Frantz Omar Fanon was born in 1925 in Martinique, a French Caribbean island that was and remains an overseas department of France. Means its inhabitants are legally French citizens while living inside the colonial structure of a society organized around race and European cultural supremacy. He grew up speaking French, educated in French schools, taught to love Molière and Voltaire, shaped by a culture that presented France and its civilization as the universal measure of the human. He was, in the language he would later analyze with devastating precision, a colonial subject who had internalized the colonizer's world as his own.
At seventeen, he left Martinique to fight for Free France in World War II, the France that had been conquered by Nazi Germany and needed its colonial subjects' bodies to liberate itself. He fought in Europe, was wounded, was decorated. He returned to Martinique briefly, then left for Lyon to study medicine and psychiatry. In France, for the first time, he was not a French citizen who happened to be from the Antilles. He was Black. The encounter with French racism, not the subtle colonial racism of Martinique. Operated through hierarchies of culture and language, but the raw visual racism of metropolitan France, in which a Black man on a Paris street was simply Black, period, became the experiential nucleus of his first book.
Black Skin, White Masks (Peau noire, masques blancs) was published in 1952, when Fanon was twenty-seven. As the SEP notes, it displays remarkable intellectual range for a young book: psychoanalysis (Freud, Lacan, Adler), existentialism (Sartre, Merleau-Ponty), phenomenology, Hegelian dialectics, and the Négritude movement (Aimé Césaire, Léopold Senghor) are all present, and all are being transformed rather than merely applied. The book is not a dissertation. It reads partly like philosophy, partly like autobiography, partly like a clinical case study, and partly like a howl of lucid anguish.
In 1953, Fanon was appointed chief of psychiatry at the Blida-Joinville Hospital in Algeria, the same year the Algerian War of Independence against French colonialism began. He joined the FLN (National Liberation Front), eventually resigned his hospital post in a letter of extraordinary dignity addressed to the French resident-minister, and spent the rest of his short life as a revolutionary and intellectual in the service of Algerian and, more broadly, African decolonization. He died of leukemia in December 1961, aged thirty-six, just weeks after the publication of The Wretched of the Earth (Les damnés de la terre), the book he had dictated in a desperate race against his illness, knowing he would not survive to see Algerian independence.

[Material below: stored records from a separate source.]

Issue #920, opened 2024-11-09
Review tests in `psf_functions_test.py`


gonzaponte:
... specifically

- `test_add_empty_sensors_and_normalize_q`
- `test_add_empty_sensors_and_normalize_q_file`
- `test_hdst_psf_processing`

The input data for these tests is not the expected one. We expect hits that correspond to one z-sample and one sensor. Because these tests only check for continuity, we've never noticed they are incorrect.

We should also add more meaningful tests.

PR #955, opened 2026-03-09
Bump Python version to 3.13

gonzaponte:
Several changes, particularly in pandas, mean that we need to do things slightly differently.

### DIFF
--- a/invisible_cities/cities/beersheba.py
+++ b/invisible_cities/cities/beersheba.py
@@ -307,9 +307,12 @@ def cut_over_Q(q_cut, redist_var):
     cut = cut_and_redistribute_df(f"Q > {q_cut}", redist_var)
 
     def cut_over_Q(df):  # df shall be an event cdst
-        cdst = df.groupby(['event', 'npeak']).apply(cut).reset_index(drop=True)
-
-        return cdst
+        if not len(df): return df
+        df = (df.groupby("event time npeak".split())
+                .apply(cut, include_groups=False)
+                .reset_index(level=3, drop=True) # drop this artifical index level
+                .reset_index())                  # and restore the "real" index
+        return df
 
     return cut_over_Q
 
@@ -344,8 +347,11 @@ def drop_isolated( distance   : List[float],
 
 
     def drop_isolated(df): # df shall be an event cdst
-        df = df.groupby(['event', 'npeak']).apply(drop).reset_index(drop=True)
-
+        if not len(df): return df
+        df = (df.groupby("event time npeak".split())
+                .apply(drop, include_groups=False)
+                .reset_index(level=3, drop=True) # drop this artifical index level
+                .reset_index())                  # and restore the "real" index
         return df
 
     return drop_isolated
--- a/invisible_cities/database/load_db_test.py
+++ b/invisible_cities/database/load_db_test.py
@@ -11,6 +11,8 @@ from pytest  import fixture
 from pytest  import mark
 
 from . import load_db as DB
+from ..core.testing_utils import assert_dataframes_close
+
 
 def test_pmts_pd(db):
     """Check that we retrieve the correct number of PMTs."""
@@ -62,8 +64,8 @@ def test_DetectorGeometry(dbnew):
 
 
 def test_mc_runs_equal_data_runs(db):
-    assert (DB.DataPMT (db.detector, -3550).values == DB.DataPMT (db.detector, 3550).values).all()
-    assert (DB.DataSiPM(db.detector, -3550).values == DB.DataSiPM(db.detector, 3550).values).all()
+    assert_dataframes_close(DB.DataPMT (db.detector, -3550), DB.DataPMT (db.detector, 3550))
+    assert_dataframes_close(DB.DataSiPM(db.detector, -3550), DB.DataSiPM(db.detector, 3550))
 
 
 @fixture(scope='module')
@@ -141,7 +143,7 @@ def test_database_is_being_cached(db_fun, db):
         for item_first, item_second in zip(first_call, second_call):
             assert np.allclose(item_first, item_second)
     else:
-        assert np.all(first_call.values == second_call.values)
+        assert_dataframes_close(first_call, second_call)
     assert time_second_call < 1e6 * time_first_call
 
 
--- a/invisible_cities/detsim/sensor_utils.py
+++ b/invisible_cities/detsim/sensor_utils.py
@@ -66,8 +66,8 @@ def sensor_order(detector_db: str, run_number : int,
     n_pmt, n_sipm = get_n_sensors(detector_db, run_number)
     pmt_shape     = (n_pmt , length_pmt )
     sipm_shape    = (n_sipm, length_sipm)
-    def ordering(sensor_order : pd.Int64Index  ,
-                 sensor_resp  : np.ndarray     ,
+    def ordering(sensor_order : pd.Index  ,
+                 sensor_resp  : np.ndarray,
                  sensor_shape : Tuple[int, int]) -> np.ndarray:
         sensors = np.zeros(sensor_shape, int)
         sensors[sensor_order] = sensor_resp
--- a/invisible_cities/detsim/sensor_utils.py
+++ b/invisible_cities/detsim/sensor_utils.py
@@ -103,4 +103,4 @@ def pmt_and_sipm_bin_width(file_name: str) -> Tuple[float, float]:
         raise tb.NoSuchNodeError('No useful binning info found')
     pmt_wid  = sns_bins.bin_width[sns_bins.index.str.contains( 'Pmt')].iloc[0]
     sipm_wid = sns_bins.bin_width[sns_bins.index.str.contains('SiPM')].iloc[0]
-    return pmt_wid, sipm_wid
+    return float(pmt_wid), float(sipm_wid)
--- a/invisible_cities/detsim/sensor_utils.py
+++ b/invisible_cities/detsim/sensor_utils.py
@@ -103,4 +103,4 @@ def pmt_and_sipm_bin_width(file_name: str) -> Tuple[float, float]:
         raise tb.NoSuchNodeError('No useful binning info found')
     pmt_wid  = sns_bins.bin_width[sns_bins.index.str.contains( 'Pmt')].iloc[0]
     sipm_wid = sns_bins.bin_width[sns_bins.index.str.contains('SiPM')].iloc[0]
-    return float(pmt_wid), float(sipm_wid)
+    return pmt_wid, sipm_wid
--- a/invisible_cities/detsim/sensor_utils.py
+++ b/invisible_cities/detsim/sensor_utils.py
@@ -62,8 +62,8 @@ def sensor_order(detector_db: str, run_number : int,
     n_pmt, n_sipm = get_n_sensors(detector_db, run_number)
     pmt_shape     = (n_pmt , length_pmt )
     sipm_shape    = (n_sipm, length_sipm)
-    def ordering(sensor_order : pd.Int64Index  ,
-                 sensor_resp  : np.ndarray     ,
+    def ordering(sensor_order : pd.Index  ,
+                 sensor_resp  : np.ndarray,
                  sensor_shape : Tuple[int, int]) -> np.ndarray:
         sensors = np.zeros(sensor_shape, int)
         sensors[sensor_order] = sensor_resp
--- a/invisible_cities/detsim/sensor_utils.py
+++ b/invisible_cities/detsim/sensor_utils.py
@@ -99,4 +99,4 @@ def pmt_and_sipm_bin_width(file_name: str) -> Tuple[float, float]:
         raise tb.NoSuchNodeError('No useful binning info found')
     pmt_wid  = sns_bins.bin_width[sns_bins.index.str.contains( 'Pmt')].iloc[0]
     sipm_wid = sns_bins.bin_width[sns_bins.index.str.contains('SiPM')].iloc[0]
-    return pmt_wid, sipm_wid
+    return float(pmt_wid), float(sipm_wid)
--- a/invisible_cities/detsim/sensor_utils.py
+++ b/invisible_cities/detsim/sensor_utils.py
@@ -99,4 +99,4 @@ def pmt_and_sipm_bin_width(file_name: str) -> Tuple[float, float]:
         raise tb.NoSuchNodeError('No useful binning info found')
     pmt_wid  = sns_bins.bin_width[sns_bins.index.str.contains( 'Pmt')].iloc[0]
     sipm_wid = sns_bins.bin_width[sns_bins.index.str.contains('SiPM')].iloc[0]
-    return float(pmt_wid), float(sipm_wid)
+    return pmt_wid, sipm_wid
--- a/invisible_cities/evm/event_model.py
+++ b/invisible_cities/evm/event_model.py
@@ -361,16 +361,17 @@ class KrEvent(Event):
     def store(self, table):
         row = table.row
 
-        s1_peaks = range(int(self.nS1)) if self.nS1 else [-1]
-        s2_peaks = range(int(self.nS2)) if self.nS2 else [-1]
+        dummy    = np.iinfo(np.uint16).max
+        s1_peaks = range(int(self.nS1)) if self.nS1 else [0]
+        s2_peaks = range(int(self.nS2)) if self.nS2 else [0]
         self.fill_defaults()
 
         for i in s1_peaks:
             for j in s2_peaks:
                 row["event"  ] = self.event
                 row["time"   ] = self.time
-                row["s1_peak"] = i if i>=0 else np.iinfo(np.uint16).max + i + 1
-                row["s2_peak"] = j if j>=0 else np.iinfo(np.uint16).max + j + 1
+                row["s1_peak"] = i if self.nS1 else dummy
+                row["s2_peak"] = j if self.nS2 else dummy
                 row["nS1"    ] = self.nS1
                 row["nS2"    ] = self.nS2
 
--- a/invisible_cities/evm/event_model.py
+++ b/invisible_cities/evm/event_model.py
@@ -369,8 +369,8 @@ class KrEvent(Event):
             for j in s2_peaks:
                 row["event"  ] = self.event
                 row["time"   ] = self.time
-                row["s1_peak"] = i
-                row["s2_peak"] = j
+                row["s1_peak"] = i if i>=0 else np.iinfo(np.uint16).max + i + 1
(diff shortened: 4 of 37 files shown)


manage.sh
```diff
@@ -65,7 +65,7 @@ function install_conda {
     fi
 }
 
-CONDA_ENV_TAG=2024-11-07
+CONDA_ENV_TAG=2026-03-09
```
jwaiton: [This commit](https://github.com/next-exp/IC/pull/955/changes/eda48bd08b25ba770346c029c821ea41e8ff63fa#diff-a008ebe7403b9bde1fadc20a7d91e0fe53d87a3f40edaa30c6fd5b7e14a1a6c3R68) also alters the `conda_env_tag`. To be really pernickety, it would make sense to highlight this in the commit message right? Or separate them.

pyproject.toml
```diff
@@ -0,0 +1,17 @@
+[project]
+name         = "invisible_cities"
+version      = "0.1.0"
+description  = "NEXT blah blah"
```
jwaiton: Good description 🐱

pyproject.toml
```diff
@@ -0,0 +1,17 @@
...
+license      = {text = "TODO"}
```
jwaiton: License is already described as the MIT license [here](https://github.com/next-exp/IC/blob/master/doc/ic_authors_and_legal.rst). This should be quick to implement right?

manage.sh
```diff
@@ -217,7 +217,7 @@ function download_test_db {
 }
 
 function compile_cython_components {
-    python setup.py develop
+    pip3 install -e .
```
jwaiton, line 222: I'm not exactly sure how this works. Does `pip3` use `setup.py` by default to apply the cythonisation?

invisible_cities/database/load_db_test.py
```diff
@@ -62,8 +64,8 @@ def test_DetectorGeometry(dbnew):
 
 
 def test_mc_runs_equal_data_runs(db):
-    assert (DB.DataPMT (db.detector, -3550).values == DB.DataPMT (db.detector, 3550).values).all()
-    assert (DB.DataSiPM(db.detector, -3550).values == DB.DataSiPM(db.detector, 3550).values).all()
+    assert_dataframes_close(DB.DataPMT (db.detector, -3550), DB.DataPMT (db.detector, 3550))
+    assert_dataframes_close(DB.DataSiPM(db.detector, -3550), DB.DataSiPM(db.detector, 3550))
```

The biographical condensation matters for the philosophy in a specific way. Fanon is not a detached academic theorizing colonialism from a comfortable distance. He is a colonial subject who became a psychiatrist treating both the psychological casualties of colonialism and the psychological casualties of the war against it, who became a revolutionary participant in that war, who was thinking at the intersection of psychoanalytic practice, phenomenological philosophy, and live revolutionary commitment. His concepts are not invented in a library. They are forged in a hospital ward in wartime Algeria, in diplomatic missions across sub-Saharan Africa, and in the profound personal experience of being a Black man in a world that had decided what Black meant before he arrived.
Quick reflection
Fanon grew up French — speaking French, educated in French literature, shaped by French republican values — and then discovered in France itself that he was not French but Black, and that this epidermal fact overrode everything else about him. Think about a category of identity — national, cultural, linguistic, professional — that you understand as genuinely yours, something you earned or built through real engagement. Now try to imagine discovering that for a significant part of the world, this identity is invisible or irrelevant, and what people see when they encounter you is something else entirely, something you did not choose and cannot remove. What would that do to your relationship to the identity you thought was yours?